Innosuisse continue de financer des projets d’innovation pour startups, mais nous observons un glissement des demandes vers des projets plus courts et plus ciblés, notamment dans les domaines de l’engineering et de la qualité logicielle.

Deep tech et cleantech suisses : financement en recomposition
La deep tech reste un marqueur fort de l’écosystème suisse. Les institutions de recherche (EPFL, ETH Zurich) alimentent un pipeline de spin-offs dans la biotechnologie, les matériaux avancés et l’énergie. Mais le profil de financement évolue.
Les fonds se concentrent sur des startups plus proches de la commercialisation. Les tours de série A et B progressent en proportion, tandis que les financements d’amorçage stagnent. Cette tendance reflète une aversion au risque accrue des investisseurs, qui privilégient des entreprises ayant déjà validé leur marché.
Cleantech et critères ESG dans les due diligences
Les startups cleantech bénéficient d’un intérêt structurel lié aux engagements climatiques suisses. La blockchain commence à être utilisée pour le suivi ESG dans les chaînes d’approvisionnement, un créneau où plusieurs jeunes entreprises suisses se positionnent.
Le rapport entre innovation de rupture et viabilité commerciale devient le critère discriminant. Les startups qui lèvent sont celles qui démontrent un processus de mise sur le marché réaliste, pas seulement une prouesse technologique de laboratoire.

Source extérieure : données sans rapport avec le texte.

PR #78, opened 2018-05-20
NEW: Teaching Periods

AkshatBajaj:
Standardise the process of unit creation

### DIFF
--- a/app/models/unit.rb
+++ b/app/models/unit.rb
@@ -110,7 +110,7 @@ class Unit < ActiveRecord::Base
     if teaching_period_id.present?
       tp = TeachingPeriod.find(teaching_period_id)
       write_attribute(:start_date, tp.start_date)
-      write_attribute(:end_date, tp.end_date)      
+      write_attribute(:end_date, tp.end_date)
     end
     super(teaching_period_id)
   end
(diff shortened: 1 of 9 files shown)


app/models/unit.rb
```diff
@@ -91,6 +91,9 @@ def role_for(user)
   has_many :convenors, -> { joins(:role).where('roles.name = :role', role: 'Convenor') }, class_name: 'UnitRole'
   has_many :staff, ->     { joins(:role).where('roles.name = :role_convenor or roles.name = :role_tutor', role_convenor: 'Convenor', role_tutor: 'Tutor') }, class_name: 'UnitRole'
 
+  # Unit has a teaching period
+  belongs_to :teaching_period
+
```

Écosystème startup suisse : les relais de croissance à surveiller
Au-delà de l’arc lémanique et de Zurich, des pôles secondaires montent en puissance. Le canton de Berne développe son écosystème avec des structures d’accompagnement dédiées. Genève s’appuie sur la FONGIT pour soutenir l’innovation technologique locale.
- Venturelab structure les parcours d’internationalisation avec ses programmes Venture Leaders, qui envoient chaque année des délégations suisses dans les principaux hubs technologiques mondiaux
- Le TOP 100 Swiss Startup Award, publié annuellement, sert de baromètre pour identifier les entreprises les plus prometteuses tous secteurs confondus
- Les Startup Nights à Winterthour rassemblent l’écosystème germanophone et facilitent les connexions entre investisseurs et fondateurs en phase early-stage
La Suisse reste le pays européen avec la plus forte densité de startups deep tech par habitant. Le défi pour 2026-2027 n’est pas de créer plus d’entreprises, mais de convertir l’avance technologique en parts de marché internationales, un processus qui exige des tours de financement plus importants et des équipes commerciales renforcées.